Task to carry out: Please retype every entry, keeping each one exactly as written.

Records from a data source
· · · · ·

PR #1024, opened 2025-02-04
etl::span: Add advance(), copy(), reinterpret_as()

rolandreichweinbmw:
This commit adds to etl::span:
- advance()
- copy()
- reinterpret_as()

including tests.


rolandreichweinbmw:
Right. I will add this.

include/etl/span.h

· · · · ·

Your solution:
PR #1024, opened 2025-02-04
etl::span: Add advance(), copy(), reinterpret_as()

rolandreichweinbmw:
This commit adds to etl::span:
- advance()
- copy()
- reinterpret_as()

including tests.


rolandreichweinbmw:
Right. I will add this.

include/etl/span.h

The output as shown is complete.